Отношение Окунева к большевикам неоднозначное, но он достаточно много о них писал. Фамилия «Ленин» упоминается в его дневнике минимум 173 раза. Для сравнения фамилия «Троцкий» — около 116. Это с учётом, что часто москвич цитировал газеты и пересказывал какие-то новости «по памяти». Он явно напрямую не одобрял их деятельности, однако не отказывал большевикам в «народном интересе», так как речи Ленина приходила послушать, с его слов, «весьма пёстрая публика». Однако в целом новая реальность московского обывателя скорее вгоняла в состояние апатии. В одной из записей он сообщал, что жить стало очень тяжело — помимо проблем бытовых и низкой заработной платы, «замучены анкетами, декретами, угрозами уплотнения, вселений и переселений. Жизнь до трагического «не свободна»…Приказывают быть если не коммунистами, то сочувствующим им» [4, 230]. Большевики достаточно активно вторгались в привычное повседневное пространство городского жителя. Записывая «по горячим следам» шествия и манифестации в честь годовщины Октябрьской революции в 1918 году, Окунев отмечал, что многие оказались там в порядке партийной дисциплины, а не по собственной воле. Разумеется, что толпа празднующих была неоднородна, здесь на лицо скорее прослеживается тенденция к политической адаптивность и просто боязнь потерять работу, о чём, к слову, писал и сам Окунев. Люди боялись опоздать на работу, отлучиться на минуту или просто уйти с работы пораньше. Всегда был риск определённых санкций, что также формировало поведенческую стратегию — следовать правилам. Для простых рабочих трудовая дисциплина преподносилась как элемент борьбы с буржуазией, в Москве можно было обнаружить такие плакаты, как «Дисциплина и труд — буржуя перетрут».
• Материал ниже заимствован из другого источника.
PR #1126, opened 2019-11-16
fixed exception mapping

davilu:
## Checklist

## Description of the changes

Modified to throw TimeoutException if operation timeout to fix break change since device client 1.19.0
Modified file upload notification E2E test to use singleton to avoid parallel file upload tests impact each other which causes test failure
Modified receive C2D message test to ignore message leftover to avoid false failure

### DIFF
--- a/e2e/test/FaultInjection.cs
+++ b/e2e/test/FaultInjection.cs
@@ -171,6 +171,7 @@ namespace Microsoft.Azure.Devices.E2ETests
                 s_log.WriteLine($">>> {nameof(FaultInjection)} Testing baseline");
                 await testOperation(deviceClient, testDevice).ConfigureAwait(false);
 
+                int countBeforeFaultInjection = connectionStatusChangeCount;
                 watch.Start();
                 s_log.WriteLine($">>> {nameof(FaultInjection)} Testing fault handling");
                 await ActivateFaultInjection(transport, faultType, reason, delayInSec, durationInSec, deviceClient).ConfigureAwait(false);
@@ -185,7 +186,7 @@ namespace Microsoft.Azure.Devices.E2ETests
                     bool isFaulted = false;
                     for (int i = 0; i < LatencyTimeBufferInSec; i++)
                     {
-                        if (connectionStatusChangeCount >= 2)
+                        if (connectionStatusChangeCount > countBeforeFaultInjection)
                         {
                             isFaulted = true;
                             break;
--- a/e2e/test/MessageReceiveE2ETests.cs
+++ b/e2e/test/MessageReceiveE2ETests.cs
@@ -182,14 +182,14 @@ namespace Microsoft.Azure.Devices.E2ETests
 
         public static async Task VerifyReceivedC2DMessageAsync(Client.TransportType transport, DeviceClient dc, string deviceId, string payload, string p1Value)
         {
-            var wait = true;
-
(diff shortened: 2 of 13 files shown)


e2e/test/FaultInjection.cs
```diff
@@ -185,7 +186,7 @@ public static async Task ActivateFaultInjection(Client.TransportType transport,
                     bool isFaulted = false;
                     for (int i = 0; i < LatencyTimeBufferInSec; i++)
                     {
-                        if (connectionStatusChangeCount >= 2)
+                        if (connectionStatusChangeCount > countBeforeFaultInjection)
```
bikamani: Can you elaborate why is this changed to countBeforeFaultInjection which is set to connectionStatusChangeCount ?

e2e/test/MessageReceiveE2ETests.cs
```diff
@@ -282,16 +246,31 @@ private async Task ReceiveMessageInOperationTimeout(TestDeviceType type, Client.
...
 
-                await ReceiveMessageTimeoutCheck(deviceClient).ConfigureAwait(false);
-
-                await deviceClient.CloseAsync().ConfigureAwait(false);
+                try
+                {
+                    deviceClient.OperationTimeoutInMilliseconds = Convert.ToUInt32(TIMESPAN_SIXTYFIVE_SECONDS.TotalMilliseconds);
+                    if (transport == Client.TransportType.Amqp || transport == Client.TransportType.Amqp_Tcp_Only || transport == Client.TransportType.Amqp_WebSocket_Only)
+                    {
+                        await ReceiveMessageWithoutTimeoutCheck(deviceClient, TIMESPAN_SIXTYFIVE_SECONDS).ConfigureAwait(false);
```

Для Н. Окунева всё происходящее вокруг считывалось по-разному. Однако, чаще всего, христианское мировоззрение москвича находило причину разрухи и хаоса в «божьей каре», которая выпала на народ. Несколько раз за период с 1917 по начало 1920 москвич не знал, будет ли у него работа: в 1918 году его на какое-то время уволили, правда, потом вернули обратно с прежним жалованием. Подробных деталей этого водоворота событий Никита Окунев не сообщал, акцентировал своё внимание он в основном на том, что в такое время судьба может измениться в течении нескольких минут. Всё это не могло позитивно сказаться на внутреннем состоянии обывателя, он по факту переставал планировать своё будущее, так как неизвестно было, что готовит «день грядущий». Высшей точкой апатии и сердитого бессилия москвича стала его последняя запись перед Новым 1920 годом: «Через полчаса настанет и по старому стилю новый 1920 год (високосный). Благослови его Господи! А о минувшем что теперь сказать? Разве только то, о чем сейчас разговор был «промеж своих»: мясо 700 р. ф., яйца 130 р. шт., масло 2.200 р. ф., пара исподнего белья 4.000, и еще: «тьфу!»» [4, 315].
Литература:
- Россия в годы Гражданской войны, 1917–1922 гг.: очерки истории и историографии / отв. ред. Д. Б. Павлов. М.; СПб.: Центр гуманитарных инициатив. 2018.
- Бурдьё П. «Социальное пространство: поля и практики». М.: «Институт экспериментальной социологии». 2005.
- Шюц. А. «Мир светящийся смыслом». М.: «РОССПЭН». 2004.
- Н. П. Окунев. «Дневник москвича, 1917–1924» в 2 т. М.: «Воениздат», 1997.